[Supplied records]
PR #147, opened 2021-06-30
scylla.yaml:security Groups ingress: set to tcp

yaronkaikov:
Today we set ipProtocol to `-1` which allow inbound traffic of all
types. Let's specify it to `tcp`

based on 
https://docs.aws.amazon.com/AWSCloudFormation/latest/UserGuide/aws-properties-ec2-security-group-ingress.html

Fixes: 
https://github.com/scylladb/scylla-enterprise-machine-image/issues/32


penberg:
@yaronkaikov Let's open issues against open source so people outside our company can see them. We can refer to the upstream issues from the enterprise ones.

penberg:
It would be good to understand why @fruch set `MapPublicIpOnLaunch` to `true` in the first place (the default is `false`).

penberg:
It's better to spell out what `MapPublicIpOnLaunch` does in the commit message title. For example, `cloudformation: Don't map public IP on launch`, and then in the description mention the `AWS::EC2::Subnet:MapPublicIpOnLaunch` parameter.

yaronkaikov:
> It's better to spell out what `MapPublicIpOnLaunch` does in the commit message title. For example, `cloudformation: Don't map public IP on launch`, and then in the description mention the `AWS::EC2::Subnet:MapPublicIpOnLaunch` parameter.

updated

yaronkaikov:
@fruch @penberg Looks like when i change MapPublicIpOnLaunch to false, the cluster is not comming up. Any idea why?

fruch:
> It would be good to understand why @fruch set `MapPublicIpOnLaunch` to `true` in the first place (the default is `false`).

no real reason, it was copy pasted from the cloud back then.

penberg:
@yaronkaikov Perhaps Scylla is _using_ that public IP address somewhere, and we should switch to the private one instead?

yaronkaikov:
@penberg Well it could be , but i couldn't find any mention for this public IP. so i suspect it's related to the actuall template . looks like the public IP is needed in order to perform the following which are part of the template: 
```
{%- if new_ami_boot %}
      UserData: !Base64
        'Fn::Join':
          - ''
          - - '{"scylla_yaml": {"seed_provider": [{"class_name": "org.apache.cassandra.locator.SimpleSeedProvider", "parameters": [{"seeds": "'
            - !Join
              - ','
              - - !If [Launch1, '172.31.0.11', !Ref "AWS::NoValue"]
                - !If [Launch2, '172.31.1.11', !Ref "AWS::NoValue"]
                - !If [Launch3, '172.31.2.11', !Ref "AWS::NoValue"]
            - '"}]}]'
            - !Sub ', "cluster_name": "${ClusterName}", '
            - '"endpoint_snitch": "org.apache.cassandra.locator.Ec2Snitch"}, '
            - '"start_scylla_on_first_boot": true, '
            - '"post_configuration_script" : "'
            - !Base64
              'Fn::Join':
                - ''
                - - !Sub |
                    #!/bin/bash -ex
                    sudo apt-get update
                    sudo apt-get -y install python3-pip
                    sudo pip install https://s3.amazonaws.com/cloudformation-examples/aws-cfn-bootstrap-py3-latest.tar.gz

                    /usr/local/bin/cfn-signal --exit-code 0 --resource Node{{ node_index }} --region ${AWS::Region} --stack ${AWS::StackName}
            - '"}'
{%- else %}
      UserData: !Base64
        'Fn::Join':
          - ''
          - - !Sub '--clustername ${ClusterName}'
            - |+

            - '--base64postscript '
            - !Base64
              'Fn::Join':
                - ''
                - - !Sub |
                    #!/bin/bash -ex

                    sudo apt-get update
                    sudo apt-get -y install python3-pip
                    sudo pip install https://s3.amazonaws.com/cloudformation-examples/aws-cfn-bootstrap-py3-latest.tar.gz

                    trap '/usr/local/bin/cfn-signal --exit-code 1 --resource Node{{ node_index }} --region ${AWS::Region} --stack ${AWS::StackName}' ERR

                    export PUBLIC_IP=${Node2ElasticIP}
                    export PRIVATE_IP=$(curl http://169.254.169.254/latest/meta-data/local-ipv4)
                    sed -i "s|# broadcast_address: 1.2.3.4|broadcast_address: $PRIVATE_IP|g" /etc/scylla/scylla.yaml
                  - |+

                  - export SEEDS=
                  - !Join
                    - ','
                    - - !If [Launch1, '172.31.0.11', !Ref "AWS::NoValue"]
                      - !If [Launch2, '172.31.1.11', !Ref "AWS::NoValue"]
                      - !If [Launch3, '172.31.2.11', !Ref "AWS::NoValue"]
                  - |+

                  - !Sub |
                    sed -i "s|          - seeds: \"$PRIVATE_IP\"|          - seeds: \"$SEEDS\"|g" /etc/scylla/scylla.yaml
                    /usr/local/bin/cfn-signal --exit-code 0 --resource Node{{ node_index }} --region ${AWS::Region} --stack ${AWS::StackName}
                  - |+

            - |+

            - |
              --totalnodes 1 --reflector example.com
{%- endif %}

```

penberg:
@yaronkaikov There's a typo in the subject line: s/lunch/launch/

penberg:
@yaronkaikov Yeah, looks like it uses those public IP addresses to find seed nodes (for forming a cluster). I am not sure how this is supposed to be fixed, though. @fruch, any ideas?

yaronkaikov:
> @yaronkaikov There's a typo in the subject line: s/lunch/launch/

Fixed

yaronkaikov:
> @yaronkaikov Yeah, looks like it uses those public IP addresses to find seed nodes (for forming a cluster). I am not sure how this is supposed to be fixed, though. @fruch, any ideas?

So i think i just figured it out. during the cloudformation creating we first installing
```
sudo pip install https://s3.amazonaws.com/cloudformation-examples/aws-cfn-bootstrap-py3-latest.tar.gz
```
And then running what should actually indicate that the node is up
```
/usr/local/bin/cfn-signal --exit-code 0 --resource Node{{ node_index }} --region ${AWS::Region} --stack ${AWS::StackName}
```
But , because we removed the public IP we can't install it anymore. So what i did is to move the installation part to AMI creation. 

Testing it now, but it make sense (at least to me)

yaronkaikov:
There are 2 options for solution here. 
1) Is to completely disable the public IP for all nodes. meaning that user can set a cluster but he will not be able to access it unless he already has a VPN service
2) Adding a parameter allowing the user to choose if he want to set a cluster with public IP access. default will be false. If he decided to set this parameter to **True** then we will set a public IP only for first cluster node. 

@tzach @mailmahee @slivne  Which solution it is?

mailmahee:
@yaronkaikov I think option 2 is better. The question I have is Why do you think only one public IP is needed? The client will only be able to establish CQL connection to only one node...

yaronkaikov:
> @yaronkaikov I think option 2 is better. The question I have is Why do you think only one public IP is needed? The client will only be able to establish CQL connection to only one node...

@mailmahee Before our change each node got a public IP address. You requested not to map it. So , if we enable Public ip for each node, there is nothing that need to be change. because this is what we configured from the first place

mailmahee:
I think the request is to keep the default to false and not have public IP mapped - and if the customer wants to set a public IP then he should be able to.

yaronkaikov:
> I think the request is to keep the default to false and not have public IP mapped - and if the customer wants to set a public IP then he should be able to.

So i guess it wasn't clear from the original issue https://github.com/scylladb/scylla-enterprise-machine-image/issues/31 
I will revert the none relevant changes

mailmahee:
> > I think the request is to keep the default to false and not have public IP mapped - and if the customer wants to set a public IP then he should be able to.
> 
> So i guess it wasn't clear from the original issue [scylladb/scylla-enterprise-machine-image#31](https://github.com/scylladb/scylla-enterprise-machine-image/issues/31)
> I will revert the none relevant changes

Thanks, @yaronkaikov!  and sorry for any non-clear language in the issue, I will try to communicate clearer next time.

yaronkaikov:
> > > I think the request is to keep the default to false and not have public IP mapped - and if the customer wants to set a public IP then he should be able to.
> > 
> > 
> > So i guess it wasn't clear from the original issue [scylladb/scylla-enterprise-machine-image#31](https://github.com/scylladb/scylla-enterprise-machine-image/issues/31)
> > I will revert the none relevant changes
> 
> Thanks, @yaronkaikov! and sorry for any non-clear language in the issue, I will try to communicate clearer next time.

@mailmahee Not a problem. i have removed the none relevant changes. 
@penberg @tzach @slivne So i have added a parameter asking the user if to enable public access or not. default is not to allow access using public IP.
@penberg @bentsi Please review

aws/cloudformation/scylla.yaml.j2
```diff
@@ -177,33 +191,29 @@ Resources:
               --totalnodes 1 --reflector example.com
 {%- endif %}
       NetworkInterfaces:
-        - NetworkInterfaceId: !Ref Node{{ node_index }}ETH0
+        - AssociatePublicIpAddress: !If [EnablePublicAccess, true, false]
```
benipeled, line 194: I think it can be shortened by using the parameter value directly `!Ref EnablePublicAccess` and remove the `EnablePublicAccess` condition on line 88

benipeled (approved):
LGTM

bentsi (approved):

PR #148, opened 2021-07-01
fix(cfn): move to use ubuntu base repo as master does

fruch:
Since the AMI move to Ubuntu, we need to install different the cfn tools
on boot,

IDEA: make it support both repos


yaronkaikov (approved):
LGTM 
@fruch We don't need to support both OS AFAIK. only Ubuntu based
[/Supplied records]
== Task instructions ==
Checking the data above line by line, please work out how many lines include "both", and reply with the number only.

== Written solution ==
2